TASK TO COMPLETE >>
Whenever a line in the entries includes the word "inside", copy that line out.

EXCERPTED RECORDS >>
PR #1206, opened 2020-05-19
Add TrapFocus component in Modal and fix Input autoFocus

thayannevls:
Implement our own solution to trap focus in Modal.

Dialogs must have focus trapped inside.

`yarn && yarn storybook`

1. Go to http://localhost:6006/?path=/story/components-modal--default
2. Navigate through Modal with `TAB` and `SHIFT+TAB` and check if it is trapped inside modal.

#### Types of changes

### DIFF
--- a/react/components/Modal/FocusTrap.tsx
+++ b/react/components/Modal/FocusTrap.tsx
@@ -31,10 +31,9 @@ const focusFirstElement = (element: HTMLElement) => {
 
 interface Props {
   children?: React.ReactNode
-  initialFocusRef?: React.RefObject<HTMLElement> | null
 }
 
-const FocusTrap: FC<Props> = ({ children, initialFocusRef }) => {
+const FocusTrap: FC<Props> = ({ children }) => {
   const focusContainer = useRef<HTMLDivElement>(null)
 
   const handleFocusIn = (event: FocusEvent) => {
@@ -92,12 +91,11 @@ const FocusTrap: FC<Props> = ({ children, initialFocusRef }) => {
     if (!focusContainer.current) {
       return
     }
-    if (initialFocusRef) {
-      initialFocusRef?.current?.focus()
-      return
-    }
-    focusFirstElement(focusContainer.current)
-  }, [focusContainer, initialFocusRef])
+    const alreadyHasFocus =
+      focusContainer.current &&
+      focusContainer.current.contains(document.activeElement)
+    if (!alreadyHasFocus) focusFirstElement(focusContainer.current)
+  }, [focusContainer])
 
   return (
     <>
--- a/react/components/Modal/FocusTrap.tsx
+++ b/react/components/Modal/FocusTrap.tsx
@@ -1,0 +1,100 @@
+import React, { FC, useEffect, useRef } from 'react'
+
+enum Key {
+  TAB = 9,
+  SHIFT = 16,
+}
+
+const FOCUSABLE_SELECTOR =
+  'a,frame,iframe,input:not([type=hidden]):not(:disabled),select:not(:disabled),textarea:not(:disabled),button:not(:disabled),*[tabindex]:not([tabindex="-1"])'
+
+const findFirstFocusable = (element: HTMLElement): HTMLElement | null => {
+  if (element.matches && element.matches(FOCUSABLE_SELECTOR)) {
+    return element
+  }
+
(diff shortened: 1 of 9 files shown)


react/components/Modal/FocusTrap.tsx
```diff
@@ -0,0 +1,109 @@
...
+      initialFocusRef?.current?.focus()
+      return
+    }
+    focusFirstElement(focusContainer.current)
+  }, [focusContainer, initialFocusRef])
+
+  return (
+    <div ref={focusContainer} {...props}>
+      {children}
+    </div>
```
Klynger, line 105: Instead of adding this aditional div you could just get the ref from children and work with taht

react/components/Modal/README.md
```diff
@@ -32,11 +32,14 @@
 | aria-label              | `string`  | 🚫       |                     | Acessible Modal name. If this name is visible on the screen, prefer to use aria-labelledby                                                                  |
 | aria-labelledby         | `string`  | 🚫       | `vtex-modal__title` | ID of the element that provides the Modal an accessible name. If aria-label and aria-albelledby is not defined, the default here will be the title element. |
 | aria-describedby        | `string`  | 🚫       |                     | ID of the element that provides the Modal an accessible description                                                                                         |
+| initialFocusRef         | `ref`     | 🚫       |                     | Element to be focused first when Modal is open. The default is the first Modal element.                                                                     |
```
Klynger, line 35: I think the user can do this without having to tell the modal to do it

react/components/Modal/FocusTrap.tsx
thayannevls: How can I do this? With `cloneElement`?

Klynger: Yes, `cloneElement(children, { ref: childRef })

react/components/Modal/README.md
thayannevls: Yes, it can. But it's not that simple because of the Modal behavior of opening, the user needs to do a [workaround](https://reactjs.org/docs/hooks-faq.html#how-can-i-measure-a-dom-node) to check if `ref.currrent` changes since `useEffect(effect, [ref.current])` doesn't work.

This prop is an easy way for the user to control the initial focus, [ReachUI](https://reacttraining.com/reach-ui/dialog/#dialogoverlay-initialfocusref) does this too.

Klynger: You have a test to do this, I got your test and made how the user could do it

```typescript
  describe('initialFocusRef', () => {
    it.only('to focus correctly', () => {
      const containerModal = document.createElement('div')
      const onClose = jest.fn()

      const Component = () => {
        const initialFocusRef = useRef<HTMLDivElement>(null)

        useEffect(() => {
          initialFocusRef.current?.focus()
        }, [])

        return (
          <Modal
            isOpen
            onClose={onClose}
            container={containerModal}
          >
            <Input
              placeholder="Type your name..."
              size="small"
              ref={initialFocusRef}
            />
          </Modal>
        )
      }
      render(<Component />, { container: containerModal })

      const currentFocused = document.activeElement

      expect(currentFocused).toBe(document.querySelector('input'))
    })
  })
```

Klynger: My problem with this prop is that it is a bit strange to tell the modal what you want o focus and another thing is what would happen if I pass the prop and did the `userEffect` that I added to the test for a different element? Who would be focused? Is a bit confusing the usage of it

thayannevls: I think it works because the modal is already open :thinking: I did the same thing at the storybook and didn't work

thayannevls: @Klynger Fixed and removed the prop. But I had to do a small fix on the Input component to work properly

react/components/Modal/modal.stories.tsx
```diff
@@ -64,7 +66,12 @@ export const Default = () => {
         This is a simple customizable Modal to ask your name! Please try change
         my props below in the Knobs and see how I react!
         <div className="mt6 mb5">
-          <Input placeholder="Type your name..." size="small" />
+          <Input
+            // eslint-disable-next-line jsx-a11y/no-autofocus
```
matheusps, line 70: This should be handled by focusing the ref on `useLayoutEffect`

THE ANSWER >>
Dialogs must have focus trapped inside.
2. Navigate through Modal with `TAB` and `SHIFT+TAB` and check if it is trapped inside modal.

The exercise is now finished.